Dataset entries
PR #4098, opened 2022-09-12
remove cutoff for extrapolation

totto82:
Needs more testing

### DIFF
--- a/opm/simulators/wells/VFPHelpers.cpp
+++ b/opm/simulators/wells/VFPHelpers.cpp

==

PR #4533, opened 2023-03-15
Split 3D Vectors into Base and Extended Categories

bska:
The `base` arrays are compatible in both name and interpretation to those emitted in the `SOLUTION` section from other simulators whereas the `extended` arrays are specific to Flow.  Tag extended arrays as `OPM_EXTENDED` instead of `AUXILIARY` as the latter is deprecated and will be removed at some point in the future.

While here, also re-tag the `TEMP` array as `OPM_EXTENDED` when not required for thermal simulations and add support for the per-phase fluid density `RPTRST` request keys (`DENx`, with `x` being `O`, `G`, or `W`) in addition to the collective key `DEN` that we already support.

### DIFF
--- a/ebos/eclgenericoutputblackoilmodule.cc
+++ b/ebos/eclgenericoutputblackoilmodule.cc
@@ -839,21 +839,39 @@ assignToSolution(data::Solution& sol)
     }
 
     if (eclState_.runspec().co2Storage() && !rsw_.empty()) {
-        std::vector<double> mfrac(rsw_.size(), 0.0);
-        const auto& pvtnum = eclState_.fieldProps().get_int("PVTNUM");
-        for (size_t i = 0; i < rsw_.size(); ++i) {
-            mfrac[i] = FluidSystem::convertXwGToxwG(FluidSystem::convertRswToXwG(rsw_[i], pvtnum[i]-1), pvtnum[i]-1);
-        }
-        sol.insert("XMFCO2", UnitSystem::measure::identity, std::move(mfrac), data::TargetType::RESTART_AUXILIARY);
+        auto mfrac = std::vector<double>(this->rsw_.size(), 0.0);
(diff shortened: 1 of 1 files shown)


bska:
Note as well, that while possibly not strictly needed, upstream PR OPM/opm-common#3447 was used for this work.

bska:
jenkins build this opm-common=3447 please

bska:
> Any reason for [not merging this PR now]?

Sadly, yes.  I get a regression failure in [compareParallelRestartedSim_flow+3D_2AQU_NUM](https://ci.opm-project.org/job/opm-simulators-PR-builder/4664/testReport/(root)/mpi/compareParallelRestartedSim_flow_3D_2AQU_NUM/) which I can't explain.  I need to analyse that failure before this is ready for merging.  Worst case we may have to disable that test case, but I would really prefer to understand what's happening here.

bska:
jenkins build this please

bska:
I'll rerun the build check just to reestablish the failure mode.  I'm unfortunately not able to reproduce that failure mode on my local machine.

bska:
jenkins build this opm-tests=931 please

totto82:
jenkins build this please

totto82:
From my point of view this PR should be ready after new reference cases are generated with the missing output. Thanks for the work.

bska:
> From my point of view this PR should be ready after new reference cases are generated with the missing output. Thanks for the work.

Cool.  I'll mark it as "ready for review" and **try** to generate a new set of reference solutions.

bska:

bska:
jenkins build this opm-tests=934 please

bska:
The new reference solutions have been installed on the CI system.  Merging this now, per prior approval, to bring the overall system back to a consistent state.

==

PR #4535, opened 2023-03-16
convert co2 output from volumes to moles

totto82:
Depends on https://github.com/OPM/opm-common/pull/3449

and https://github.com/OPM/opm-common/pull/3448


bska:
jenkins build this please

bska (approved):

» **YOUR ASSIGNMENT**: Identify the lines in the entries that hold "VFPHelpers" and return each one.

» **YOUR RESPONSE**:
--- a/opm/simulators/wells/VFPHelpers.cpp
+++ b/opm/simulators/wells/VFPHelpers.cpp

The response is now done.